[Stored data]

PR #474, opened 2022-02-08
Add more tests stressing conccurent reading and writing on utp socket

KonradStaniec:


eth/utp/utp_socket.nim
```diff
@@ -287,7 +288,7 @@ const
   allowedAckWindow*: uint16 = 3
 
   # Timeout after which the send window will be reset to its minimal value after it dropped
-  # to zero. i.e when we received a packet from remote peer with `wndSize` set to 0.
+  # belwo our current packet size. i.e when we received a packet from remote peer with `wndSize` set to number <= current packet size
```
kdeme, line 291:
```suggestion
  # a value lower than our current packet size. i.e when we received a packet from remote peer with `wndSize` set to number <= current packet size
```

* Prompt *
Without changing a single character, repeat each record.

* Completed task *
PR #474, opened 2022-02-08
Add more tests stressing conccurent reading and writing on utp socket

KonradStaniec:


eth/utp/utp_socket.nim
```diff
@@ -287,7 +288,7 @@ const
   allowedAckWindow*: uint16 = 3
 
   # Timeout after which the send window will be reset to its minimal value after it dropped
-  # to zero. i.e when we received a packet from remote peer with `wndSize` set to 0.
+  # belwo our current packet size. i.e when we received a packet from remote peer with `wndSize` set to number <= current packet size
```
kdeme, line 291:
```suggestion
  # a value lower than our current packet size. i.e when we received a packet from remote peer with `wndSize` set to number <= current packet size
```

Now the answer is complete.